→ **PROBLEM**
Given the listing below, write out exactly the lines starting with the line that has "For a full fix, this" and going on through the line that has "Improves recording tunes into demo", both kept.

*** Opening of DATA ***

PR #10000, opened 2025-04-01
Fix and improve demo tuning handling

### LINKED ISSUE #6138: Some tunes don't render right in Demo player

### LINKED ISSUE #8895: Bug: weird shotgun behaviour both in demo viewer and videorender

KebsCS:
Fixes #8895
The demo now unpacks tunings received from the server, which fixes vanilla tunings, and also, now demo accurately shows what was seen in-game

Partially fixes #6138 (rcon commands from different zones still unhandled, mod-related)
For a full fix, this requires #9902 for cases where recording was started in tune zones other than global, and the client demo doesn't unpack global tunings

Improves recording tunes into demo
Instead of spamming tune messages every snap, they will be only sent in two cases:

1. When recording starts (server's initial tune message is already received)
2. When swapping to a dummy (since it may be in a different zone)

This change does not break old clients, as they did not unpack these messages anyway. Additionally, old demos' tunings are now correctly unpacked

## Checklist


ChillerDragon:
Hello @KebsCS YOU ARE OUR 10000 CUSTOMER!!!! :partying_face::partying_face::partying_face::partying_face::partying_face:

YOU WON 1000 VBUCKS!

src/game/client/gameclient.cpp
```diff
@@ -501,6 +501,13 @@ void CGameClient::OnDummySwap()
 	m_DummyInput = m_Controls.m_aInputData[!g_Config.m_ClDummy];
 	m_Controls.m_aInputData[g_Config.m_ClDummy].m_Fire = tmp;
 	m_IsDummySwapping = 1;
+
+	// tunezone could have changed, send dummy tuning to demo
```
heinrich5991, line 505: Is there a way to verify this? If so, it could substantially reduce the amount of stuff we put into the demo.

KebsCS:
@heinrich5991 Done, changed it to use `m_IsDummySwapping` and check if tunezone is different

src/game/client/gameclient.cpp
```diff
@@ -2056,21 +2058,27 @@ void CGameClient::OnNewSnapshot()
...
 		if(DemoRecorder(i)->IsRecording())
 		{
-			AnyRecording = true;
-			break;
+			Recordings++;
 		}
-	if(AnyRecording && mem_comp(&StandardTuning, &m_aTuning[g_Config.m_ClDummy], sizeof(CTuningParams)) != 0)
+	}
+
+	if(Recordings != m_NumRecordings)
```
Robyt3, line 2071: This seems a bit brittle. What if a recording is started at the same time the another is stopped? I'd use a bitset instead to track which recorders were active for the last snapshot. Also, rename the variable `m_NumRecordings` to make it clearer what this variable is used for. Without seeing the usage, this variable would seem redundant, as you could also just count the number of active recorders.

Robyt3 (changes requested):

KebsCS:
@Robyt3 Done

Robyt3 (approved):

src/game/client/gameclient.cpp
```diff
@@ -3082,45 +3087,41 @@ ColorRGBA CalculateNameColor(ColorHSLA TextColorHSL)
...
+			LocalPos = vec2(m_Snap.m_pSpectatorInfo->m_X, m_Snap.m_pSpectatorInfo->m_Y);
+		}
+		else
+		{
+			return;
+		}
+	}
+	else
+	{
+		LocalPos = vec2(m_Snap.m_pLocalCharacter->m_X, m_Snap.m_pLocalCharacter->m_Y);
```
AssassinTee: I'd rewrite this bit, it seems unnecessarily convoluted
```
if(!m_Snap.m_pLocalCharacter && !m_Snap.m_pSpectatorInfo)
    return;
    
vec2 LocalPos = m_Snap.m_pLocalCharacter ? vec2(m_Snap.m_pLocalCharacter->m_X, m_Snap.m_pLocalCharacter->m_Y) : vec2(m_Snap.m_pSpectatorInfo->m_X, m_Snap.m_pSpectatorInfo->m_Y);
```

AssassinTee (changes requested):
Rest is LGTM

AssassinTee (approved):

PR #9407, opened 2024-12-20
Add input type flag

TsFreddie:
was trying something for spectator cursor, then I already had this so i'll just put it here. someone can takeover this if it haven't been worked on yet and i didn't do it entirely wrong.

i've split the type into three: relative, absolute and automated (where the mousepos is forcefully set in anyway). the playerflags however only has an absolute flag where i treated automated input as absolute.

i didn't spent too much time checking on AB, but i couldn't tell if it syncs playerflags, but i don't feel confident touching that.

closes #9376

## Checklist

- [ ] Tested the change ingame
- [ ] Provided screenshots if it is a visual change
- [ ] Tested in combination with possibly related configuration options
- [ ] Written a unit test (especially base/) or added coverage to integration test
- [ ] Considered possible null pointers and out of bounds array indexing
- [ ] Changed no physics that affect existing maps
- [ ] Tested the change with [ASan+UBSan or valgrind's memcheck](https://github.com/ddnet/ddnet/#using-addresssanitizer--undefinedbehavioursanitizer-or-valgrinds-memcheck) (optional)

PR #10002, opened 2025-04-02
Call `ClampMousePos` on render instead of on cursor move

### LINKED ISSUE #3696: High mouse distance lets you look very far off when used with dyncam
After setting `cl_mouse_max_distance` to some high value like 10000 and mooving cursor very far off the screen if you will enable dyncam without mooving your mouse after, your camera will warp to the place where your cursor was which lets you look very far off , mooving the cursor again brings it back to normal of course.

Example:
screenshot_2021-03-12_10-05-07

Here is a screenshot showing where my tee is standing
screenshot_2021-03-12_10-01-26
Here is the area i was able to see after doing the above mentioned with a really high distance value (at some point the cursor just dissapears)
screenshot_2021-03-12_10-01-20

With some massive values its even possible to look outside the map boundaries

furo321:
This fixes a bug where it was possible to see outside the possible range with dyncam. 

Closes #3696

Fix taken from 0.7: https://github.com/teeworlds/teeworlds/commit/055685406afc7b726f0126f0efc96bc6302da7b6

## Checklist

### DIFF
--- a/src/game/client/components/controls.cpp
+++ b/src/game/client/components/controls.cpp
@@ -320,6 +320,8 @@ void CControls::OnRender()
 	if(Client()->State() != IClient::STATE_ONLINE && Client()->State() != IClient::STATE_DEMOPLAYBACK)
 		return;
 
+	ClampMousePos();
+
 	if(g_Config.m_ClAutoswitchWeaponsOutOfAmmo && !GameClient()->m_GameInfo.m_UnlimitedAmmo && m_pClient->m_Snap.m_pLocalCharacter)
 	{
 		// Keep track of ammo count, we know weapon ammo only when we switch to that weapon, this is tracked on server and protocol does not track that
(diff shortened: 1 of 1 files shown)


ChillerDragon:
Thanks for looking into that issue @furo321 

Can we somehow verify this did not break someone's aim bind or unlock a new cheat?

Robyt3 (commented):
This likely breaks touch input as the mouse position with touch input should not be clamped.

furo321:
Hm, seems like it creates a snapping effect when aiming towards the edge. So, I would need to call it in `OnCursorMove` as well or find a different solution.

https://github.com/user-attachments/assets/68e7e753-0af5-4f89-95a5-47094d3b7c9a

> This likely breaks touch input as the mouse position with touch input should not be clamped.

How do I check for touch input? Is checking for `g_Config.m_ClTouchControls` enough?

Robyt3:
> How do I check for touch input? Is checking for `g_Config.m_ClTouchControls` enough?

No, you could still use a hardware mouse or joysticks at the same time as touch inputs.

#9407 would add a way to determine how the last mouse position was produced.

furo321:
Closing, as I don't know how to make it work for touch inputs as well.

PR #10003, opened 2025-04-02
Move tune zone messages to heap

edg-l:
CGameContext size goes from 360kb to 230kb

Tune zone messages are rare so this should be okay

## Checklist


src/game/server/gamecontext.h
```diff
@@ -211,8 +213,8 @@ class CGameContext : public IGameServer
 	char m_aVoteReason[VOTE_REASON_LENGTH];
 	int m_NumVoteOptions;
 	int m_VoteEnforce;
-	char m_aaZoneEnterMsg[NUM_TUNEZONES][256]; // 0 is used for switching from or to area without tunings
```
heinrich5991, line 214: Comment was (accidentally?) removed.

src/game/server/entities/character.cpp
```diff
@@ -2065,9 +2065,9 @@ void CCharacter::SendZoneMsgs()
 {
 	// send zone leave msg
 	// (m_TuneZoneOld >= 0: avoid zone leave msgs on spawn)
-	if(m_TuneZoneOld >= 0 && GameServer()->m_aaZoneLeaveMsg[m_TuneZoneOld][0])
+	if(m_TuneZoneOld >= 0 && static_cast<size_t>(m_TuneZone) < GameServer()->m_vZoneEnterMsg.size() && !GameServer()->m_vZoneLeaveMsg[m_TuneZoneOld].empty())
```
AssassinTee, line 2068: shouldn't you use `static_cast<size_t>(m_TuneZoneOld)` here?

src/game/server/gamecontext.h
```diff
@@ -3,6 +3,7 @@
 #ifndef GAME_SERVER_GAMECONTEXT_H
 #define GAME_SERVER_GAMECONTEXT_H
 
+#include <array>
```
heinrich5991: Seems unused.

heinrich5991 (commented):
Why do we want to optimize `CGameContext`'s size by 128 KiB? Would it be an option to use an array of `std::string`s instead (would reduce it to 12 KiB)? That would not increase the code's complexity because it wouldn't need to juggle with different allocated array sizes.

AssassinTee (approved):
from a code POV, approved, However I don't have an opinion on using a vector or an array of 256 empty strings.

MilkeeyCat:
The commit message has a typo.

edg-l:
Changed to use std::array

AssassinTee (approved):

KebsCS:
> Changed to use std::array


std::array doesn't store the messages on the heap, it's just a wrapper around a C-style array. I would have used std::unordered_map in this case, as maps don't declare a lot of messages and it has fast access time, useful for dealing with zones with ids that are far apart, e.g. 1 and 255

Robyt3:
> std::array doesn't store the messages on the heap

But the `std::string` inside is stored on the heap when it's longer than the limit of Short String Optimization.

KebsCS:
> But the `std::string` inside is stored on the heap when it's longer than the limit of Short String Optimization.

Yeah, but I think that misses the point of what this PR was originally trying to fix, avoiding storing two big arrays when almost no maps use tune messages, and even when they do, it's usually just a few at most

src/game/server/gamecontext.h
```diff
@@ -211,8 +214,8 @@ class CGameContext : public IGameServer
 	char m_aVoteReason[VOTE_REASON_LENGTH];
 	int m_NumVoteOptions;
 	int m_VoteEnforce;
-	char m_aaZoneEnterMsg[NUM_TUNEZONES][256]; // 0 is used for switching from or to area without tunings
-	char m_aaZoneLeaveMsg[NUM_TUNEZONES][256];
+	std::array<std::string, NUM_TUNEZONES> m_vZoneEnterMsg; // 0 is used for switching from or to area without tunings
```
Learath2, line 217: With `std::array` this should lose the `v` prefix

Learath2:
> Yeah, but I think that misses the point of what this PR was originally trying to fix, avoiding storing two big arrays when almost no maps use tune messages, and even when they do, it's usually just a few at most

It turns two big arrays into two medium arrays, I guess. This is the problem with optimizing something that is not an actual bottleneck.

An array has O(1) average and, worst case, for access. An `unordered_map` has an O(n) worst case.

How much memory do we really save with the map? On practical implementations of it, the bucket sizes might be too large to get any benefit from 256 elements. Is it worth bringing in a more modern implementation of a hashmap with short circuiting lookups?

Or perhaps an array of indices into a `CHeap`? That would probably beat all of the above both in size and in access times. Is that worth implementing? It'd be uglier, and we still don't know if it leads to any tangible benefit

*** Close of DATA ***

→ **REPLY**
For a full fix, this requires #9902 for cases where recording was started in tune zones other than global, and the client demo doesn't unpack global tunings

Improves recording tunes into demo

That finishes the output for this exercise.